In the entries that follow, find the line containing "a very dangerous", then output exactly every line from the first through that one.

++++++++

PR #65611, opened 2023-05-13
Post Thresh traits shouldn't be starting traits

Maleclypse:
#### Summary
None

#### Purpose of change
Someone mentioned to me that Adrenaline is a post thresh trait that is a starting trait also.  So I went and audited mutations in vanilla to see if there were others.  There are not so that's the only change.

#### Describe the solution
Removes starting trait true from Adrenaline

none

#### Testing
CI

### DIFF
--- a/data/json/mutations/mutations.json
+++ b/data/json/mutations/mutations.json
@@ -983,7 +983,6 @@
     "name": { "str": "High Adrenaline" },
     "points": 1,
     "description": "If you are in a very dangerous situation, you may experience a temporary rush which increases your speed and strength significantly.",
-    "starting_trait": true,
     "changes_to": [ "ADRENALINE2" ],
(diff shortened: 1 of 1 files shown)


TaiGambol:
Just for the sake of argument, would making it not post-thresh instead be reasonable? Or are there reasons beyond 'this is post-thresh' to nix it from starting traits?

Maleclypse:
> Just for the sake of argument, would making it not post-thresh instead be reasonable? Or are there reasons beyond 'this is post-thresh' to nix it from starting traits?

I don't want to sound argumentative here because I don't actually care either way.  But if you put up a PR to do that you'll also need to adjust Adrenaline2 to be post thresh.  I have literally no plans to ever touch or comment on this PR again until I delete the branch after merge or when someone contacts me on discord to let me know that an alternative response has been merged.

PR #65613, opened 2023-05-13
Allow zones to interact across multiple Z levels

FatigueDev:
#### Summary
Features "Allow zones to interact across multiple Z levels"

#### Purpose of change
In the game as it is currently, zones that are created on the same tile can interact just fine; but they cannot interact if the zones are above or below on the Z level. This can allow players to create surface level bases, set mining jobs below and use tools in the attic to perform those tasks, if they are within reach.

#### Describe the solution
By removing a section of checks in `clzones.cpp` to make sure that the zone is on the same z level, it allows them to interact using the basic sorting jobs and stuff like that. The changes to `activity_item_handling.cpp` are required so that Players + NPCs can find their tool zones properly, as it uses it's own logic to find loot zones. Now players can tell NPCs to mine underground with tools from the surface.

N/A

#### Testing
- Tested organizing loot from z level 0 to z level -1 and vice-versa. No issues.
- Tested automated jobs, chopping wood using an axe from z level -1 and a tree on z level 0. No issues.
- Tested telling a miner (z level -1) to do a mining job (z level -1), but their tools were on z level 0. No issues; went up the stairs, came back down without a care in the world and got to work.

### DIFF
--- a/src/activity_item_handling.cpp
+++ b/src/activity_item_handling.cpp
@@ -2699,7 +2699,8 @@ static requirement_check_result generic_multi_activity_check_requirement(
             loot_zone_spots.emplace_back( elem );
             combined_spots.emplace_back( elem );
         }
-        for( const tripoint_bub_ms &elem : here.points_in_radius( src_loc, PICKUP_RANGE - 1, PICKUP_RANGE - 1 ) ) {
+        for( const tripoint_bub_ms &elem : here.points_in_radius( src_loc, PICKUP_RANGE - 1,
+                PICKUP_RANGE - 1 ) ) {
             combined_spots.push_back( elem );
         }
         add_basecamp_storage_to_loot_zone_list( mgr, src_loc, you, loot_zone_spots, combined_spots );
--- a/src/activity_item_handling.cpp
+++ b/src/activity_item_handling.cpp
@@ -970,7 +970,7 @@ static bool are_requirements_nearby(
     }
     // use nearby welding rig without needing to drag it or position yourself on the right side of the vehicle.
     if( !found_welder ) {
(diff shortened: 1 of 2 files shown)


PatrikLundell:
Sounds like a fantastic improvement I've wanted for a long time (but the suggestion has long since been buried by the stale-bot, as per usual, so there's no point in trying to find it and link to it).

I would like to have it verified that pathing works correctly in failing cases as well, such as e.g. construction zones where there is no path up to them, or no place to stand except the construction zone itself. What I'm worried about is the risk of eternal (or every turn) failures and retries causing trouble. We already have weird cases of companions selecting an activity site and the trying to walk through a wall (that's what I think they do, anyway) without reaching the destination, but also without cancelling or spamming errors, so I wouldn't consider such failures to be new.
There are probably additional problematic cases that ought to be tested, but I'm not great at coming up with tests, unfortunately.

FatigueDev:
> Sounds like a fantastic improvement I've wanted for a long time (but the suggestion has long since been buried by the stale-bot, as per usual, so there's no point in trying to find it and link to it).
> 
> I would like to have it verified that pathing works correctly in failing cases as well, such as e.g. construction zones where there is no path up to them, or no place to stand except the construction zone itself. What I'm worried about is the risk of eternal (or every turn) failures and retries causing trouble. We already have weird cases of companions selecting an activity site and the trying to walk through a wall (that's what I think they do, anyway) without reaching the destination, but also without cancelling or spamming errors, so I wouldn't consider such failures to be new. There are probably additional problematic cases that ought to be tested, but I'm not great at coming up with tests, unfortunately.

Luckily, it looks as though if there is a pathing failure.. They just can't find what they need for the job. If they cannot reach a zone physically, they skip it; much like how closed doors will stop you from sorting the whole zone! 
image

++++++++

- [Solved exercise]:
PR #65611, opened 2023-05-13
Post Thresh traits shouldn't be starting traits

Maleclypse:
#### Summary
None

#### Purpose of change
Someone mentioned to me that Adrenaline is a post thresh trait that is a starting trait also.  So I went and audited mutations in vanilla to see if there were others.  There are not so that's the only change.

#### Describe the solution
Removes starting trait true from Adrenaline

none

#### Testing
CI

### DIFF
--- a/data/json/mutations/mutations.json
+++ b/data/json/mutations/mutations.json
@@ -983,7 +983,6 @@
     "name": { "str": "High Adrenaline" },
     "points": 1,
     "description": "If you are in a very dangerous situation, you may experience a temporary rush which increases your speed and strength significantly.",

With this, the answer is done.